Instructions for the task:
In the records below, count every line that includes the word "class". Provide the total alone.

[[ Extracted information open ]]

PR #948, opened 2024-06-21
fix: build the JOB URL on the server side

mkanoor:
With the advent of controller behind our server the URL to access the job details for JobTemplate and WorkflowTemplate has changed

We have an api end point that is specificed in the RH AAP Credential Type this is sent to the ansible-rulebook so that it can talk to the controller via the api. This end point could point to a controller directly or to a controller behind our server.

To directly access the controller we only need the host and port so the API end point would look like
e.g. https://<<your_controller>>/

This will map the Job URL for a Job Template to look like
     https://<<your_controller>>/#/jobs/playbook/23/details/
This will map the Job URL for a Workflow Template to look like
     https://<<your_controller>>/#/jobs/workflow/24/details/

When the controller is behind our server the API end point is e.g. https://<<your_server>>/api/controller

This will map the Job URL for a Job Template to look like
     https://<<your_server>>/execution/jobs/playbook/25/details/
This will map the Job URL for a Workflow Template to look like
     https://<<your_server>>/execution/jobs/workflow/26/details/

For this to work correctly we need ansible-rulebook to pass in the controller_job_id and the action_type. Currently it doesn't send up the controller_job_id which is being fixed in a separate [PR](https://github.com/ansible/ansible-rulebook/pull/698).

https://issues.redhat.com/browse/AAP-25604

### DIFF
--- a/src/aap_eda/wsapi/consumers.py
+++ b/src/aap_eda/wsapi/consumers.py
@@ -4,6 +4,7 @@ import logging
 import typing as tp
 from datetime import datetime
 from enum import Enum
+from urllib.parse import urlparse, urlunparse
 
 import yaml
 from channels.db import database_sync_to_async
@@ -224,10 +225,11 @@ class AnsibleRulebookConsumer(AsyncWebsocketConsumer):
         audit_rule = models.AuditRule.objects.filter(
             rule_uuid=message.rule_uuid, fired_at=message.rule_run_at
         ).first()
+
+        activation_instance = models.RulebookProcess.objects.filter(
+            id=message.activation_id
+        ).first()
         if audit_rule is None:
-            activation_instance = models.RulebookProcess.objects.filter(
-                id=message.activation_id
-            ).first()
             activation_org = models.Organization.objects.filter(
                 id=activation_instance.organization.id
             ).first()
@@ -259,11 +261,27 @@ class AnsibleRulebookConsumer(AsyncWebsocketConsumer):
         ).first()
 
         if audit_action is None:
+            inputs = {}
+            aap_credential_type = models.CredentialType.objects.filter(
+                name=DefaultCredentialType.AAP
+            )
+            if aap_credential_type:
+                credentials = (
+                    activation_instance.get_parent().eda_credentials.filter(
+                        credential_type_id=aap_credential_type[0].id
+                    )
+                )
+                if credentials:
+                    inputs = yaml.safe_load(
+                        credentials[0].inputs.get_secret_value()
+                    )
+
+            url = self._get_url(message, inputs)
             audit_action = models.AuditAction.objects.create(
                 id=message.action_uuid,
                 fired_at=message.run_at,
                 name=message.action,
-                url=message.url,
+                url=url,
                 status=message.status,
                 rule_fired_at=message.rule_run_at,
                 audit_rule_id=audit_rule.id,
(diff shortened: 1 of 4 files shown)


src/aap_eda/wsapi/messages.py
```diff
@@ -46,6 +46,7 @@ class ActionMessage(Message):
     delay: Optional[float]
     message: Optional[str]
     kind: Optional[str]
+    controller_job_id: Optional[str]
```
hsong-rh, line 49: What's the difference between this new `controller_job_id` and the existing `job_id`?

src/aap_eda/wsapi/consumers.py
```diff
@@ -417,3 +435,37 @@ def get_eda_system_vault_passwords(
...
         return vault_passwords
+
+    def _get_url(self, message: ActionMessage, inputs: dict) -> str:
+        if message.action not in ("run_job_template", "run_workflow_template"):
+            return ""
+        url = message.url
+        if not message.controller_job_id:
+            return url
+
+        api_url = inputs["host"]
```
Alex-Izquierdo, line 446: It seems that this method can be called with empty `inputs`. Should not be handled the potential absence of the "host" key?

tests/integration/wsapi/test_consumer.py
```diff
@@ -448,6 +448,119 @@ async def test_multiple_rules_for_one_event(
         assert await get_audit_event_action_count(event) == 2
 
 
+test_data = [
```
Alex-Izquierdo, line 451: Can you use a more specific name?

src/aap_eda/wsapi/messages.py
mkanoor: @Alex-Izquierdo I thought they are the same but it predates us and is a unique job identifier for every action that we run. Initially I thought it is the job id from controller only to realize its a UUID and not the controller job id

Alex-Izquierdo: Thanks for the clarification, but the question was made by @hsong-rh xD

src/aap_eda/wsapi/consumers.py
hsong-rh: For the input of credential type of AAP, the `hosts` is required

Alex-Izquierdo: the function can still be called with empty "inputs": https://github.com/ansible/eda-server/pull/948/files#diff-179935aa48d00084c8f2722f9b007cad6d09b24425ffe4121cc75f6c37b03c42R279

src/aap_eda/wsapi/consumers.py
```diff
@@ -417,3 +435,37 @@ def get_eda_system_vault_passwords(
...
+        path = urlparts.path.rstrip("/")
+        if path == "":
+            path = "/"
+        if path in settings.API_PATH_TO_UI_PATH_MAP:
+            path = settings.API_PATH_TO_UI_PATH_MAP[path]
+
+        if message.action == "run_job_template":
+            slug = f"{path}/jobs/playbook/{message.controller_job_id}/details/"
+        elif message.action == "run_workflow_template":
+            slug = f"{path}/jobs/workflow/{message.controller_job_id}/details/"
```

[[ Extracted information closed ]]

Answer section:
3